Research Paper Volume 14, Issue 12 pp 5163—5176
Differential gene expression orchestrated by transcription factors in osteoporosis: bioinformatics analysis of associated polymorphism elaborating functional relationships
- 1 Department of Orthopedics, Tri-Service General Hospital and National Defense Medical Center, Taipei, Taiwan, R.O.C.
- 2 School of Public Health, National Defense Medical Center, Taipei, Taiwan, R.O.C.
- 3 Division of Rheumatology, Immunology and Allergy, Department of Internal Medicine, Tri-Service General Hospital, National Defense Medical Center, Taipei, Taiwan, R.O.C.
- 4 Graduate Institute of Life Sciences, National Defense Medical Center, Taipei, Taiwan, R.O.C.
Received: November 1, 2021 Accepted: May 19, 2022 Published: June 21, 2022https://doi.org/10.18632/aging.204136
How to Cite
Copyright: © 2022 Wang et al. This is an open access article distributed under the terms of the Creative Commons Attribution License (CC BY 3.0), which permits unrestricted use, distribution, and reproduction in any medium, provided the original author and source are credited.
Background: Identification of candidate SNPs from transcription factors (TFs) is a novel concept, while systematic large-scale studies on these SNPs are scarce.
Purpose: This study aimed to identify the SNPs of six TF binding sites (TFBSs) and examine the association between candidate SNPs and osteoporosis.

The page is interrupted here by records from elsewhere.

PR #810, opened 2026-08-06
fix(tools): refresh read snapshots after writes

### LINKED ISSUE #761: [bamboo-tools] Successful Edit/Write leaves read snapshot stale and breaks consecutive mutations
## Summary

The session-scoped read-before-write gate incorrectly rejects a second `Edit` or `Write` performed by the same session after its first mutation succeeds.

A successful mutation changes the file's size/mtime, but the tool does not advance that session's tracked read snapshot to the version it just wrote. The next mutation therefore fails with:

```text
Target file changed after last Read; call Read again before Edit
```

This is reproducible without an editor, formatter, sub-agent, or any other external writer.

## Minimal reproducer

1. Create an existing text file containing:

   ```text
   alpha
   beta
   gamma
   ```

2. Call `Read` for the file in a session context.
3. Call `Edit` to replace `alpha` with `alpha-one`; it succeeds.
4. Without another `Read`, call `Edit` to replace `beta` with `beta-two`.

### Actual

Step 4 fails with the stale-read error.

### Expected

The second mutation should be allowed when the file on disk is still exactly the version successfully written by the same session/tool. A real external or concurrent change must continue to fail closed as stale.

The equivalent `Read -> Write -> Write` sequence should behave consistently.

## Root cause

`Read` records a per-session snapshot in `read_tracker` using file metadata (`size_bytes` and `modified_ns`). `Edit` and `Write` validate that snapshot before mutating the file, then atomically write the new content. Neither successful mutation updates the tracked snapshot afterward.

Relevant paths:

- `crates/engine/bamboo-tools/src/tools/read_tracker.rs`
- `crates/engine/bamboo-tools/src/tools/read.rs`
- `crates/engine/bamboo-tools/src/tools/edit.rs`
- `crates/engine/bamboo-tools/src/tools/write.rs`

This creates a deterministic self-conflict: the tool's own successful write invalidates the only snapshot accepted by its next call.

## Impact

Long code-editing runs often apply several small patches to one file. They repeatedly enter this loop:

```text
Read -> Edit succeeds -> Edit rejected as stale -> retry/re-read churn
```

Combining the changes into one large patch is not always viable because `Edit` separately enforces a 120-diff-line safe-scope limit. The interaction causes substantial tool-error churn and can stall otherwise valid work.

## Safety requirements

The fix must not weaken optimistic concurrency protection:

- An unread existing file must still be rejected.
- A file changed externally after `Read` must still be stale.
- A file changed externally after a successful `Edit`/`Write` must still be stale before the next mutation.
- A same-size external rewrite must not be accepted merely because size is unchanged.
- Do not blindly mark the path fresh after writing. Advance the snapshot only if the on-disk content/version is proven to be the exact result just committed by the tool.

A robust implementation may use a content digest/version token in the tracked snapshot and atomically/conditionally advance the session baseline after a verified write.

## Acceptance criteria

- [ ] `Read -> Edit -> Edit` succeeds when no external change occurs.
- [ ] `Read -> Write -> Write` succeeds when no external change occurs.
- [ ] `Read -> external change -> Edit/Write` remains stale.
- [ ] `Read -> successful mutation -> external change -> next mutation` remains stale.
- [ ] Same-size external changes are detected.
- [ ] Failed mutations do not advance the tracked baseline.
- [ ] Focused `bamboo-tools` tests and formatting checks pass.

bigduu:
## Summary

- refresh a session's read baseline only after Edit or Write has committed and the exact resulting bytes have been verified
- use digest-backed, bounded stable snapshots so same-size rewrites and concurrent mutations remain fail-closed
- support consecutive Read → Edit → Edit, Read → Write → Write, and new-file Write → Write flows without requiring a redundant Read
- add deterministic race and regression coverage for idempotent concurrent reads, stale generations, post-write conflicts, oversized reads, and path normalization

## Root Cause

Successful Edit and Write calls changed the file but left the per-session read tracker at the pre-mutation snapshot. The next mutation therefore compared disk state against stale metadata and rejected the agent's own prior successful write.

## Impact

Agents can now perform consecutive verified file mutations in one session while external or concurrent changes are still detected before a later write is allowed.

## Test Plan

- CI-aligned strict `cargo clippy --all-features` with repository warning policy
- `cargo test --tests`
- `cargo build --examples`
- `cargo test -p bamboo-tools`
- Windows GNU cross-target check

## Screenshots

Not applicable; backend tool-state fix.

Methods: We used the Taiwan BioBank database; University of California, Santa Cruz, reference genome; and a chromatin immunoprecipitation sequencing database to detect 14 SNPs at the potential binding sites of six TFs. Moreover, we performed a case–control study and genotyped 109 patients with osteoporosis (T-score ≤ −2.5 evaluated by dual-energy X-ray absorptiometry) and 262 healthy individuals (T-score ≥ −1) at Tri-Service General Hospital from 2015 to 2019. Furthermore, we used the expression quantitative trait loci (eQTL) from the Genotype-Tissue Expression database to identify downstream gene expression as a criterion for the function of candidate SNPs.
Results: Bioinformatic analysis identified 14 SNPs of TFBSs influencing osteoporosis. Of these SNPs, the rs130347 CC + TC genotype had 0.57 times higher risk than the TT genotype (OR = 0.57, p = 0.031). Validation of eQTL analysis revealed that rs130347 T allele influences mRNA expression of downstream A4GALT in whole blood (p = 0.0041) and skeletal tissues (p = 0.011).
Conclusions: We successfully identified the unique osteoporosis locus rs130347 in the Taiwanese and functionally validated this finding. In the future, this strategy can be expanded to other diseases to identify susceptible loci and achieve personalized precision medicine.